"That passion has developed into leadership," Safari author Geoffrey Kent, a close royal family friend, tells PEOPLE
Africa has long been a place of deep meaning for the royal family: In 1952, a then-25-year-old Princess Elizabeth was on safari in Kenya when she learned that her father, King George VI, had died – thus beginning her record-breaking reign. In 2010, Prince William proposed to his then-girlfriend, Kate Middleton, in Kenya. And Prince Harry is in Africa right now working to further conservation efforts.
“This place will hold a special place in my heart for the rest of my life,” William said in a Sky1 documentary while visiting Botswana before his engagement. “Africa’s the perfect place to come. The locals haven’t a clue who I am, and I love that . . . Africa is my second home.”
Now the travel-industry leader who helped William and Harry forge some of their earliest memories of Africa is sharing his remembrances. In his new book, Safari: A Memoir of a Worldwide Travel Pioneer, Geoffrey Kent revisits his journeys with everyone from the young princes to Bill Gates to Ted Turner, each of whom has been profoundly shaped by the continent.
“I always say that a visit to Africa will change your life,” says Kent, 73, the CEO of Abercrombie & Kent, an international luxury travel company.
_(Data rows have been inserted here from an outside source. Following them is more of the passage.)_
PR #498, opened 2026-07-10
Add command - the ⌘K palette

nhobes:
The classic command menu (⌘K), Phoenix-native. Nine composable pieces on the 4.4.0 surface system: `command`, `command_dialog`, `command_input`, `command_list`, `command_empty`, `command_group`, `command_item`, `command_separator`, `command_shortcut`.

## Why it beats a cmdk port
- **Items are real links and buttons.** `navigate`/`patch`/`href` render a `<.link>`; anything else is a button. Enter clicks the highlighted element, so every LiveView binding works with zero adapter code.
- **Native `<dialog>`.** Top layer, focus trap, `::backdrop` and Escape come from the browser. Global Cmd/Ctrl+K (configurable), `pc:command-open`/`close` events, `open_command/1` JS helper, reset-on-close.
- **Client-side filtering, zero deps.** The `PetalCommand` hook scores prefix > word-boundary > substring > fuzzy subsequence, with per-item `keywords` aliases. Items hide but never reorder - the server owns DOM order, so LiveView patches stay safe (re-filters on `updated()`).
- **Full WAI-ARIA combobox pattern.** Focus stays in the input; `aria-activedescendant` carries the virtual highlight; listbox/option/group roles; arrows/Home/End/Enter with optional `loop`; highlight re-homes to the first match on each query change.
- Groups auto-hide when empty, separators hide during a query, `command_empty` shows at zero matches.

## Dogfooded
The playground's topbar search is now real: the button and ⌘K open a `command_dialog` listing every page + theme actions. New Command page with inline + dialog demos.

545 tests green (12 new). Behaviour verified live in both modes: filter, keyboard model, loop, ⌘K, reset-on-close, empty state, Enter-to-navigate.

Ships with the next release (4.5.0) alongside the doctrine-port sweep.


nhobes:
Second commit lands two more ports (`0cc834d`):

**Rating, now interactive.** A real radio group (posts in forms, native arrow keys, focus-visible rings) with pure-CSS hover preview and fill via `:has()` — still zero JavaScript. Three icon sets: star, heart, and `face` — a five-point sentiment scale (Awful→Great) where each position is a distinct drawn expression with its own colour; faces single-select while stars/hearts fill cumulatively. Display mode is 100% back-compat (half-stars, legacy classes untouched).

**Slide_over, sheet-grade.** `description` attr, pinned `:footer` slot, aria-labelledby/describedby wiring, doctrine ghost close button, hairline border on the attached edge. Verification caught `JS.show` flattening the flex column to `display:block` (footer floated mid-panel) — fixed with `display: "flex"`. Public show/hide API unchanged.

Playground: Rating page (live form-bound hero, sentiment demo, fractional display) + Slide over page (edit-profile sheet with origin/width controls, cart with pinned checkout footer). 553 tests green, all 22 pages verified.

nhobes:
Third commit: rating review feedback — fractional display fill via clip overlay (3.5 hearts = half a heart; faces round to the nearest expression and the label carries the precision), labels unified on the muted tier with `label_position` right/bottom, display-mode faces no longer react to hover (selector was missing the interactive-group scope), and custom glyphs via a `:glyph` slot + `--pc-rating-active-color` token (flame spice-level demo in the playground). Interactive stays whole-step by design — it's a radio group posting integers. 555 tests green.

nhobes:
Fourth commit: `precision="half"` — interactive half-steps, still pure CSS. Two radio hit-areas per icon (left = x.5, right = x), so 3.5 is clickable, posts as `3.5`, and arrow keys step by halves natively. Fill overlay driven by `:has()` state rules with matching hover previews. Faces stay whole (ordinal scale) — the playground's new step seg (1 | ½) disables ½ for faces with a note. Verified live: fills 100/100/100/50/0 after clicking the 3.5 hit-area. 557 tests green.

nhobes:
Fifth commit: the high-traffic ports — **tabs** (new `variant="segmented"`: raised white pill on a muted track, the shadcn style; legacy `underline` flag still resolves; aria-selected now a proper string), **table** (sortable headers with `sortable`/`sort_key` on cols + `sort_by`/`sort_dir`/`on_sort`, direction chevrons, `aria-sort`; plus `density="compact"`, `striped`, `sticky_header` — the free presentation half of the data_table split), and **pagination** (discrete quiet buttons, current page rides primary solid — follows the colour dials; pure CSS, API untouched). Three new playground pages under Navigation/Data groups. 561 tests, 25 pages verified.

nhobes:
Sixth commit — review feedback on the ports: segmented number badge now legible in dark (solid-fg token; it was white-on-near-white under the monochrome ramp), pill gaps tightened (gap-8→gap-2) with underline keeping its classic spacing — and the underline container border turned out to have NEVER applied (`.pc-tabs--underlined` vs rendered `pc-tabs--underline`; unified). Playground: number-badge toggle + segmented-with-icons example, pagination sibling/boundary windowing segs, table variant seg (basic/ghost) + empty-state toggle + user_inner_td people-cells example, and the search/filter line drawn explicitly in the hint (data-layer = pro data_table). 561 tests.

nhobes:
Seventh commit: ghost table is now genuinely minimal per review — transparent muted header (no fill), font-medium, px-3/py-3 cells, softer hairlines; basic keeps the framed card-table look. Sort buttons inherit th weight so both variants match. Verified: th bg transparent, weight 500, 12px cells.

nhobes:
Eighth commit — table refinements checked against shadcn's current table.tsx source: universal row hover wash (every tbody row, one step above the stripe tone), ghost headers corrected to full-strength `text-foreground font-medium` (their current recipe — the muted version I'd ported was their old one), and a `:footer` slot rendering a proper tfoot totals row (their TableFooter classes; `<.td colspan={3}>` composition). Plus dead-CSS cleanup: `.pc-table thead` never matched. 562 tests.

nhobes:
Eleventh commit: **skeleton rebuilt** — the old component was eight frozen layouts with zero customisability (no class/rest/sizing). Now: `skeleton/1` the composable brick (size with classes, `variant` block/text/circle on theme radii, `animation` pulse/**shimmer**/none), `skeleton_text/1` (deterministic varied line widths — no re-render dance), and `skeleton_group/1` (the a11y wrapper most libraries skip: `role=status` + `aria-busy` announces once, animation cascades via `:where()` with per-brick override). Shimmer is reduced-motion-safe. Legacy `kind:` layouts still render; the one behaviour change is bare `<.skeleton />` = the brick now. Playground page includes a real simulate-loading demo. 565 tests.

nhobes:
Twelfth commit: **the rest of the free library** — 12 new playground pages (Button group, Loading, Breadcrumbs, Stepper, Avatar, Card, Accordion, Marquee, Spotlight card, Number ticker, Text animation ×4 functions, Confetti) under new Display/expanded groups. The playground now covers all 38 pages. Found in verification: the accordion's JS never updated `aria-expanded` after toggle (fixed in openItem/closeItem). Deferred: menu+container (future Layout page), user_dropdown_menu (dropdown polish), navigation_menu (queued enhancements), chat (finale). 565 tests, full sweep green, interactive demos (stepper jump, ticker bump, confetti, accordion) verified live.

nhobes:
Thirteenth commit — quality pass on the coverage batch per review: **marquee** edge fade rebuilt as a CSS `mask-image` (the old overlay divs were pinned to white/gray-900 and mismatched on zinc-950 — a mask reveals what's behind, correct on any background by construction); **pagination** current page moved from primary solid to the outline surface (shadcn's rule — pagination marks where you *are*, not what you *chose*; solid primary stays for checked form controls); **accordion** gains `size="sm"` compact rows (ghost variant already existed); **loading** page rebuilt around real-world states (loading buttons, inline status, generating panel). 565 tests.

nhobes:
Fourteenth commit — design-audit round two: **stepper** fully onto the doctrine (was gray/green off-system blobs; now muted-outline upcoming → primary-ring active → primary-solid complete with solid-fg check, primary connectors, follows the dials), **card** calmed (shadow-xs, text-sm body, semibold lg heading), **accordion** ghost rhythm bug fixed (ghost had no base padding so compact was *taller* — base py-4 now) + default at shadcn scale + 'multiple' verified working with clearer copy, **breadcrumbs** get the current-page treatment (strong last crumb + `aria-current=page`) and tighter modern separators, **avatar** demos use real local portrait photos (5 × 4KB, dev-only). 566 tests.

nhobes:
Fifteenth commit — the try-harder round, checked against shadcn's actual sources: **accordion** default is now their exact row recipe (border-b rows, py-4 font-medium hover:underline trigger, size-4 nudged chevron) with the boxed style preserved as `variant="bordered"`; **card** gains `card_header` (title/description/:action) and the playground hero is their login-card example verbatim, with variants that finally differ (basic = elevated panel, outline = blending surface, shown on a tinted backdrop); **stepper** geometry root-caused — a legacy pl-4/5/6 hack block below the new rules was fighting alignment, container lacked w-full — now horizontal bars are visible (32px) and vertical is 0.0px off; missing `__title` CSS added; colour stays primary by doctrine (progression = selection signal, not success). Breadcrumb icons already existed — now demoed. 567 tests, 38 pages.

nhobes:
Sixteenth commit — card variants reconciled per review: the transparent 'blending' outline was nonstandard and is gone. The trio is now the industry one: **basic** (border + shadow-xs — shadcn's card, unchanged), **outline** (same panel, no shadow — its honest historical meaning), **muted** (NEW — the tinted borderless well: GitHub boxes / Material filled / Tailwind UI wells). Three distinct jobs, demoed side by side. Media card gets a real 36KB local cover photo (dev-only, like the avatars). 569 tests.

nhobes:
Seventeenth commit — card taxonomy final: **two variants**. basic (the bordered panel — shadcn's one-and-only card) + muted (the tinted well). `outline` was indistinguishable from basic (shadow-xs is imperceptible, doubly so in dark) so it's now a documented **legacy alias of basic**, retired in 5.0 with the legacy button variants — zero visual change for existing apps. A variant you can't tell apart doesn't earn its keep. 569 tests.

nhobes:
Eighteenth commit — accordion by the glance test: **ghost is a legacy alias of default** (it was the same rows with different icons; 5.0 removal, zero API break), and the open-header highlight is now **scoped to bordered only** — the JS was adding it to every button and the unscoped CSS painted a sharp gray bar across the borderless rows (Matt's 'quirk'). Rows open clean; bordered keeps its soft fill as the which-is-open signal, so its content bg stays put. Verified live in dark. 569 tests.

nhobes:
**Avatar upgrade** (`1b4923b`) - closing the gap with shadcn's avatar and then some:

- `status` attr on `<.avatar>`: online / offline / busy / away renders a ringed presence dot pinned bottom-right, sized per avatar (`xs` 6px up to `xl` 14px). `role=status` + `aria-label` for screen readers.
- `max` attr on `<.avatar_group>`: caps the stack and folds the rest into a `+N` bubble (`aria-label="N more"`).
- Fixed a real dark-mode bug the group examples exposed: the stack ring was `dark:ring-gray-100` (near-white halo on dark). Now `dark:ring-zinc-950` matching the page background - same principle as shadcn's `ring-background`. Status dots use the same token.
- `card_media` now declares `alt` (it isn't a Phoenix global, so it was silently dropped before).
- Playground avatar page restructured into labelled sections: sizes, fallback chain, a presence team list, and stacked groups with the +N overflow - real-life examples instead of one flat row.

nhobes:
**Button group rebuilt as a composition wrapper** (`0337f07`) - audited against [shadcn's button-group](https://ui.shadcn.com/docs/components/base/button-group) and matched its model:

Before: a closed `:button` slot API that rendered its own bare buttons - one look, no real `<.button>`s, no inputs, no orientation.

Now the group fuses **any children**:
```heex
<.button_group aria_label="Merge options">
  <.button>Merge pull request</.button>
  <.button_group_separator />
  <.button aria-label="More"><.icon name="hero-chevron-down" class="w-4 h-4" /></.button>
</.button_group>
```

- Fuse mechanics: inner radii collapse, inner borders collapse to a single 1px line, outer corners keep `--pc-radius`. Works with buttons (any color/variant/size), `<.input>`, selects.
- `orientation="vertical"` fuses top-to-bottom.
- `<.button_group_separator />` for between solid buttons (their borders are transparent). It tints from `--pc-button-solid-fg` via `color-mix`, so it's white-on-dark-solid in light mode and dark-on-white-solid in dark mode automatically - shadcn's `bg-input` can't do that.
- `<.button_group_text>` for non-interactive rail segments (`https://` prefix, units, kbd hints).
- Nested groups stop fusing and gap into clusters (`:has`), so toolbars come free.
- Detail work: a focused child rises above its fused neighbours so the ring never clips; `active:scale` is neutralised inside groups so pressing a segment doesn't crack the strip open; inputs flex to the leftover rail width.
- **Back-compat:** the legacy `:button` slot API renders byte-identical behind a `pc-button-group--legacy` modifier. All 5 existing tests pass untouched. 574 total green.

Playground page went from two static rows to: split-button + view-switcher hero, a nested editor toolbar, sizes, mixed rails (text prefix + input + button, search + solid), and a vertical zoom stack.

nhobes:
**Button-group subtlety pass** (`799aaaa`) per Matt's review:

- **Hero split is outline now.** Realisation: an outline split button doesn't need the separator at all - fusing already draws the 1px divider from the buttons' own borders. So `Merge pull request | v` reads as a split button while staying as quiet as the rest of the page.
- **The solid split moved to its own labelled section** ("solid buttons have no borders, the separator is the divider") - that's the separator's actual job, demonstrated at normal scale instead of shouting from the hero. Same reasoning as shadcn, who demo their split on `secondary`, not primary.
- **Separator got smarter:** default is now border-coloured (`gray-300` / `white/15` - works between muted surfaces), and only when it sits next to a primary solid does it switch to the `color-mix(--pc-button-solid-fg 25%)` tint. Both canonical cases work with zero user classes.
- **Search rail:** solid `Search` -> outline magnifying-glass icon button.
- **Square icon buttons everywhere they belong:** the library already had `size="icon"` (square, `p-2`) - the toolbar (undo/redo/bold/italic/link), both split chevrons, search, and the vertical +/- now use it. Measured 34x34 squares; the +/- padding is symmetric as requested.

574 tests green.

nhobes:
**Split button is now interactive** (`b220695`):

The hero Merge pull request split opens a real dropdown - the canonical GitHub trio: **Create a merge commit** / **Squash and merge** / **Rebase and merge**, each with an icon and a one-line description, right-aligned under the chevron. Verified opening in both light and dark (menu surface tracks to zinc-900 in dark).

The interesting bit was fusing our `<.dropdown>` into a group. The component wraps its trigger in two divs (`.pc-dropdown > div > button`), so the group's structural fuse rule (`> :not(:first-child)`) can't reach the actual button, and the button wouldn't stretch to the rail height. Fix is contained: a scoped rule flexes the two wrappers through so the trigger fills the height, and the collapse classes (`rounded-l-none border-l-0`) ride on `trigger_class`. So `<.dropdown>` drops into any button_group as a first-class split-button citizen now - no component changes, just 2 CSS rules. 574 tests green.

nhobes:
**Aurora ported from Pro (rebuilt) + the last six coverage pages** (`e1010e2`) - the playground now covers the entire petal.build components list (44 pages).

**Aurora** is free now, and better than the Pro one:
- `colors` attr builds the gradient from any 3-6 colour palette - `<.aurora colors={["#f97316", "#f43f5e", "#fbbf24"]}>` and done
- Found + fixed a real rendering bug while porting: the Pro version hardcodes the black stripe texture, so on light backgrounds the invert filter hue-shifts every palette (the default blue renders **gold**). The stripe colour and invert must flip together per mode (white+invert on light, black+none on dark) - that's how the original Aceternity effect works. Light mode now shows true blues; custom palettes keep their hues in both modes.
- Wrapper sizes to its content (Pro needed a sized parent), content renders above the glow so text stays crisp, `prefers-reduced-motion` freezes the drift, the `PetalAurora` hook pauses it off-screen, decorative layers are `aria-hidden`, and everything is `pc-`prefixed so it can't collide with the Pro classes (the border_beam lesson).

**New pages:** Links (the routing primitive), Icons (heroicons gallery + variants + class sizing), Menu (grouped sidebar, active state), Navigation menu (flyout verified opening: 3 rich links + CTA footer, aria-expanded, click-away), Container (max-width staircase), Aurora (hero with real copy + palettes + tuning).

577 tests green.

nhobes:
**AI Chat: gap-fill vs shadcn's bubble/marker/message-scroller + a live playground demo** (`e31beea`)

- **`Chat.marker/1`** - the missing piece vs shadcn's Marker: inline system notes ("Searched the web - 8 sources"), labelled separators ("Today"), bordered status rows, and a `loading` state (spinner + `role=status`). The shimmering streaming-status treatment composes the existing `shimmer_text/1` - no duplicate shimmer.
- **Scroller upgrades** in `PetalChatScroll`: conversations now open at the latest message, and **prepend preservation** - loading older history above no longer moves the reader. Measured live: **viewShift 0px** while 155px of history inserted above. Implementation is anchor-tracking (top visible id'd row) rather than added-node inspection, because morphdom recreates un-keyed siblings; that also produced a documented rule on `conversation/1`: give thread rows stable ids (or use streams).
- Turn anchoring already existed (`PetalChatStream.anchorTop` pins your question to the top when the answer starts) - no change needed.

The son of English parents who settled in Africa, Kent grew up on a farm in Kenya and launched the family’s safari business in Nairobi in 1962. A graduate of the elite Royal Military Academy at Sandhurst, he became lifelong friends with future king Prince Charles when the two were young men serving in the British military.
The pair later played on several polo teams together and “we got to know each other,” Kent tells PEOPLE. “I enjoy listening to him. He’s so thoughtful and intelligent and knows more about the world than we will ever pick up.”
In Safari, Kent recounts learning of Princess Diana’s death in 1997 and immediately calling Charles to offer his condolences and support.
“I thought of his boys, those joyful, kindhearted boys, whom I’d taken on safari in Kenya with their father in earlier years,” Kent writes. “I remembered thinking on that trip how as young teenagers, Prince William and Prince Harry visibly shared their father’s appreciation for wildlife and curiosity to know nature.”
At the time of Diana’s death, Prince Charles had a state visit planned to South Africa and Harry was set for his half-term break in school. With Diana gone, Charles scrambled to make other plans for Harry – and Kent stepped in with an offer to take the 13-year-old prince on safari.
“It was a sensitive time,” says Kent, who arranged a safari in Botswana for Harry, his schoolmate Charlie Henderson and Harry’s longtime nanny, Tiggy Legge-Bourke, while Charles attended to his royal duties.
“With a camera and binoculars in hand, Prince Harry is in his glory,” Kent writes of the expedition. “For three days we cruise in an open-top Land Rover to view the animals.”
Now, nearly two decades later, 30-year-old Harry has made conservation efforts in Africa one of his key causes.
“He has developed a lifelong passion for Africa and that passion has developed into leadership,” says Kent. “He is leading the charge for anti-poaching.”
Kent, too, has channeled his efforts and resources into widespread conservation efforts, including Abercrombie & Kent Philanthropy, a nonprofit dedicated to habit and wildlife protection as well as indigenous communities around the world.